### Exercise
Across the listing, how many lines contain "calls"? The reply is the number alone.

++++ Records supplied

PR #1648, opened 2024-08-22
Switch to log.warning instead of log.warn

### LINKED ISSUE #1098: txaio/aio.py:202: DeprecationWarning: The 'warn' method is deprecated, use 'warning' instead
I know the warning comes from txaio, but, in fact, this is autobahn-python that uses the old deprecated log calls.

~~(Will try to do some PR later)~~

edit: changing warn by warning breaks all twisted tests, Logger has no attribute warning ...

Jenselme:
log.warn is removed in Python 3.13

Close #1098

### DIFF
--- a/autobahn/asyncio/component.py
+++ b/autobahn/asyncio/component.py
@@ -304,7 +304,7 @@ class Component(component.Component):
         """
 
         if loop is None:
-            self.log.warn("Using default loop")
+            self.log.warning("Using default loop")
             loop = asyncio.get_event_loop()
 
         return self._start(loop=loop)
--- a/autobahn/asyncio/rawsocket.py
+++ b/autobahn/asyncio/rawsocket.py
@@ -303,7 +303,7 @@ class WampRawSocketMixinGeneral(object):
             self._session.onOpen(self)
         except Exception as e:
             # Exceptions raised in onOpen are fatal ..
-            self.log.warn("WampRawSocketProtocol: ApplicationSession constructor / onOpen raised ({err})", err=e)
+            self.log.warning("WampRawSocketProtocol: ApplicationSession constructor / onOpen raised ({err})", err=e)
             self.abort()
         else:
             self.log.info("ApplicationSession started.")
@@ -316,11 +316,11 @@ class WampRawSocketMixinGeneral(object):
                 self._session.onMessage(msg)
 
         except ProtocolError as e:
-            self.log.warn("WampRawSocketProtocol: WAMP Protocol Error ({err}) - aborting connection", err=e)
+            self.log.warning("WampRawSocketProtocol: WAMP Protocol Error ({err}) - aborting connection", err=e)
             self.abort()
 
         except Exception as e:
-            self.log.warn("WampRawSocketProtocol: WAMP Internal Error ({err}) - aborting connection", err=e)
+            self.log.warning("WampRawSocketProtocol: WAMP Internal Error ({err}) - aborting connection", err=e)
             self.abort()
 
     def send(self, msg):
@@ -360,7 +360,7 @@ class WampRawSocketMixinAsyncio(object):
             self._session.onClose(wasClean)
         except Exception as e:
             # silently ignore exceptions raised here ..
-            self.log.warn("WampRawSocketProtocol: ApplicationSession.onClose raised ({err})", err=e)
+            self.log.warning("WampRawSocketProtocol: ApplicationSession.onClose raised ({err})", err=e)
         self._session = None
 
     def close(self):
--- a/autobahn/twisted/choosereactor.py
+++ b/autobahn/twisted/choosereactor.py
@@ -94,11 +94,11 @@ def install_optimal_reactor(require_optimal_reactor=True):
                     from twisted.internet import kqreactor
                     kqreactor.install()
                 except:
-                    log.warn('Running on *BSD or MacOSX, but cannot install kqueue Twisted reactor: {tb}', tb=traceback.format_exc())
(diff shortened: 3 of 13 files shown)


Jenselme:
From what I understand of the error, I may be completely wrong on how to solve this: I seem to have modified calls to twited `Logger` class which does use `warn`. So the issue about `warn` being deprecated may come from a dependency and not this packages directly (nor txaio).

Testing this properly is made harder by the fact that [pyunormalize cannot be installed on Python 3.13 yet](https://github.com/mlodewijck/pyunormalize/issues/4)

Any insights no this?

oberstet:
thanks for taking care of such things .. pls lemme comment ..

> log.warn is removed in Python 3.13

if so, then

* the CI in Autobahn should _first_ be upgraded to 3.13 in an _independent_ PR
* this should then run red (fail), because the function is removed

once that is done, _this_ PR can continue ..

-----

right now, 3.13 is not yet released

grafik

----

currently, the CI uses CPython 3.11 and PyPy 3.9

https://github.com/crossbario/autobahn-python/blob/7bc85b34e200640ab98a41cfddb38267f39bc92e/.github/workflows/main.yml#L60

and PyPy is now at 3.10

https://pypy.org/download.html

for the CI upgrade PR, we should first define the exact version goals for CPython and for PyPy ..

Jenselme:
Sounds good to me. I started looking into it because fedora is starting to switch to 3.13 in its dev version and it seemed easy to do (sadly I was proven wrong).

But, yes, we can wait for Python 3.13 to be officially release and migrate the CI first.

oberstet:
> But, yes, we can wait for Python 3.13 to be officially release and migrate the CI first.

I'm confident this ordering will support Autobahn's goal of improving robustness & production stability.

if there is a regression in Autobahn triggered by a dependency upgrade, the regression should first be _proven_ to actually exist and be valid

this requires the CI to first not touch any code, but only upgrade the dependency

once the regression is confirmed, the issue can be fixed in another PR

this allows to exactly follow the sequence of events with proof at each step, and the option for relatively easy rollback should something goes wrong. as there will more often than not in reality;) like ripples in a subsequent, dependent project like Crossbar.io (which obviously uses Autobahn a lot)

yan12125:
Python 3.13 is out. Time to move on?

oberstet:
@yan12125 wau. you are quick;) I also saw that flying by. so yes: +1!

maybe worth: I think it would be good to first (and only that) switch from 3.11 to 3.13 everywhere in CI etc, e.g.

https://github.com/crossbario/autobahn-python/blob/7bc85b34e200640ab98a41cfddb38267f39bc92e/.github/workflows/main.yml#L28

and once that runs, only then move on to the log issue (the original itch of this issue), and this PR

in other words, what I am saying is: it might be worth doing the 3.11 to 3.13 switch (and only that) in a (new) separate PR

this latter (new) PR _should_ be all green immediately. in theory. I don't believe it. sadly.

then _this_ PR can simply catch up with / merge main to have 3.13

it will then run as is right away, and we'll see what is yet missing then ...

sounds like a good / workable plan?

yan12125:
Sounds good. I can work on 3.11 -> 3.13 switch if you wish.

yan12125:
The linked issue https://github.com/crossbario/autobahn-python/issues/1098 mentions:

> FYI, `logger.warn` is removed in Python 3.13: https://docs.python.org/3.13/whatsnew/3.13.html#logging

That page on Python official website actually places `logging.warn` in the section "Pending Removal in Future Versions", so that function is still in Python 3.13. Also, Python 3.13 unit tests passed without changes in this pull request: https://github.com/yan12125/autobahn-python/actions/runs/11666669688.

@Jenselme could you check how to make deprecation warnings visible in unit tests?

Jenselme:
@yan12125 I’m already seeing the warnings:

```
.tox/py3.11-asyncio/lib64/python3.11/site-packages/websockets/legacy/__init__.py:6
  /home/jenselme/Projects/_Clones/autobahn-python/.tox/py3.11-asyncio/lib64/python3.11/site-packages/websockets/legacy/__init__.py:6: DeprecationWarning: websockets.legacy is deprecated; see https://websockets.readthedocs.io/en/stable/howto/upgrade.html for upgrade instructions
    warnings.warn(  # deprecated in 14.0
```

It’s still not easy to spot where the issue comes from though.

yan12125:
> @yan12125 I’m already seeing the warnings:
> 
> ```
> .tox/py3.11-asyncio/lib64/python3.11/site-packages/websockets/legacy/__init__.py:6
>   /home/jenselme/Projects/_Clones/autobahn-python/.tox/py3.11-asyncio/lib64/python3.11/site-packages/websockets/legacy/__init__.py:6: DeprecationWarning: websockets.legacy is deprecated; see https://websockets.readthedocs.io/en/stable/howto/upgrade.html for upgrade instructions
>     warnings.warn(  # deprecated in 14.0
> ```
> 

Thanks, but the warning is about `warnings.warn`, not `log.warning` .

> It’s still not easy to spot where the issue comes from though.

You may check it by running `export PYTHONWARNINGS=error` first.

Jenselme:
Currently, the test suite fails to run with Python 3.13 because of https://github.com/jnwatson/py-lmdb/issues/362 Will try to monitor this issue and come back to this once it’s solved.

oberstet:
ah, right. thanks for digging! the PR https://github.com/jnwatson/py-lmdb/pull/368 claims to solve that, so let's wait and see, yeah.

Jenselme:
https://github.com/jnwatson/py-lmdb/pull/368 was merged and I know of no issue with log.warn. Closing. Sorry for the noise.

PR #1651, opened 2024-12-10
Stop using twisted.internet.defer.returnValue

cjwatson:
`defer.returnValue` was only needed in Python 2; in Python 3, a simple `return` is fine.

`twisted.internet.defer.returnValue` is deprecated as of Twisted 24.7.0.

### DIFF
--- a/autobahn/twisted/cryptosign.py
+++ b/autobahn/twisted/cryptosign.py
@@ -27,7 +27,7 @@
 
 from autobahn.wamp.cryptosign import HAS_CRYPTOSIGN, CryptosignKey
 
-from twisted.internet.defer import inlineCallbacks, returnValue
+from twisted.internet.defer import inlineCallbacks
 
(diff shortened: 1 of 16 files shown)


oberstet:
hi there, thanks for contributing!

unfortunately, another case of unrelated issues .. sorry, it is kinda never ending story - due to the complexity of this project, and even though we've tried hard over and over to pin dependencies and what not, well, still not

the docs CI failure .. seems like sphinx has a new / more strict check - unrelated to this PR

https://github.com/crossbario/autobahn-python/actions/runs/12254786525/job/34188986727?pr=1651#step:6:452

the pypy CI failure -- also unrelated .. nasm too old, wtf, haven't analyzed what change upstream is the origin

https://github.com/crossbario/autobahn-python/actions/runs/12254786525/job/34188989569?pr=1651#step:6:512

++++++++

### Problem solution
2